Alterations of Gut Microbiome in Rheumatoid Arthritis
X. Wu Osteoarthritis and Cartilage 2017.02.484
Purpose: Rheumatoid arthritis (RA) is a chronic inflammatory joint disease, which can cause cartilage and bone damage as well as disability. Recent studies have indicated that the pathogenesis of RA requires the interaction between genetic and environmental factors, such as gut microbiome. However, current evidence for the alterations of gut microbiome in RA is still limited. Thus, our study aimed to analyze the fecal samples from a cohort patient with RA and to identify the associated alterations in gut microbiome when compared to healthy controls.
Methods: Fecal samples were obtained from treatment-naïve RA patients (n=50) and healthy controls (n=50). High-quality 16S rDNA V3–V4 sequences were extracted from fecal samples and further sequenced on a 454 Genome Sequencer platform for bioinformatics analysis, resulting in operational taxonomic units (OTUs) related to gut microbiota and phylogenetic tree. Clinical parameters of RA were correlated with specific microbial taxa by Correlation analysis.

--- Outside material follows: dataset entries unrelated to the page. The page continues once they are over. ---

PR #832, opened 2025-07-28
fix: fix black overflow when light theme is turned on

Linhead:
Fix black color overflow when light theme is turned on
image


Linhead:
https://trello.com/c/KFfOOYil/810-bug-samsung-buttons-cover-app

S-FrontendDev (approved):

PR #839, opened 2025-08-06
fix: change released apk name

S-FrontendDev:


scripts/capacitor/build-android.mjs
```diff
@@ -22,4 +24,11 @@ async function run() {
     '--signing-type apksigner'
   ]
   await $$`cap build android ${buildArgs}`
+
+
+  const version = JSON.parse(readFileSync('package.json', 'utf-8')).version
+  const src = 'android/app/build/outputs/apk/release/app-release-signed.apk'
+  const dest = `android/app/build/outputs/apk/release/ADAMANT.Messenger-${version}-signed.apk`
```
bludnic: It will work only when building APK on a local machine. GitHub Workflow builds the app differently https://github.com/Adamant-im/adamant-im/blob/dev/.github/workflows/capacitor-android.yml#L68-L76

bludnic: I would rather modify the GH Workflow and leave this file unchanged. Note that these changes may break the `npm run android:run` functionality, as the original .APK name was changed.

bludnic: I assume these changes are needed to ensure that the automatically uploaded artifacts in the release are named appropriately.

bludnic (approved):

adamantmm (approved):

PR #844, opened 2025-08-11
chore: update min sdk version

S-FrontendDev:


graycraft:
If we comply with Semver specification:

>  patch version MUST be incremented if only backward compatible bug fixes are introduced. A bug fix is defined as an internal change that **fixes incorrect behavior**.

In this case, instead of bumping the patch, a label must be appended with a build date, build hash, etc: 

+ `4.10.6+20250811`

+ `4.10.6+64d7b871`

<https://semver.org/#spec-item-6>

android/variables.gradle
```diff
@@ -1,5 +1,5 @@
 ext {
-    minSdkVersion = 23
+    minSdkVersion = 35
```
adamantmm, line 2: Is it correct?
We allow old devices, too.

adamantmm:
> If we comply with Semver specification:
> 
> > Patch version MUST be incremented if only backward compatible bug fixes are introduced.
> > A bug fix is defined as an internal change that **fixes incorrect behavior**.
> 
> In this case, instead of bumping the patch, a label must be appended with a build date, build hash, etc:
> 
> * `4.10.6+20250811`
> * `4.10.6+64d7b871`
> 
> https://semver.org/#spec-item-6

Prefer to simplify and use `4.10.7` even if it's not technically correct.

Results: A total of 121227 OTUs was clustered at 97 % sequence similarity and assigned taxonomic lineages by comparison with the Ribosomal Database Project database. The OTUs were classified into 35 phylums, 73 classes, 143 orders, 280 families, and 1165 genus. Intriguingly, our data revealed a lower alpha diversity, including richness, evenness and Shannon Index, as well as a lower Firmicutes / Bacteroidetes ratio in the gut microbiome of RA patients when compared with the healthy controls (Figure 1a, b). Moreover, at genus level, our taxonomic analysis identified 288 differentially abundant taxa (P< 0.05) (Figure 2a), among which 6 taxa, including Bacteroides, Parabacteroides, Paraprevotella, Porphyromonadaceae, Phascolarctobacterium and Carnobacterium, were significantly enriched in the gut microbiome of RA patients (Figure 2b, c). Conversely, a series of butyrate-producing taxa such as Faecalibacterium, Roseburia, Subdoligranulum, Ruminococcus and Pseudobutyrivibrio were depleted in RA patients but enriched in healthy controls (Figure 2b, c). Furthermore, we found a negative correlation (P<0.05) between the abundance of butyrate-producing Roseburia and the clinical parameters of disease status and activity such as erythrocyte sedimentation rate and the blood level of rheumatoid factors (IgM) (Figure 3).
Conclusions: In the present study, we demonstrated that the composition of the gut microbiome in RA patients differed from that in healthy individuals. Our results revealed a decreased microbial diversity accompanied by altered microbial abundance in the gut microbiome of RA patients, which could be characterized as ‘dysbiosis’ and associated with the disease status and activity. The identified alterations in the gut microbiome might provide an updated overview for postulating molecular understandings and therapeutic strategy in RA.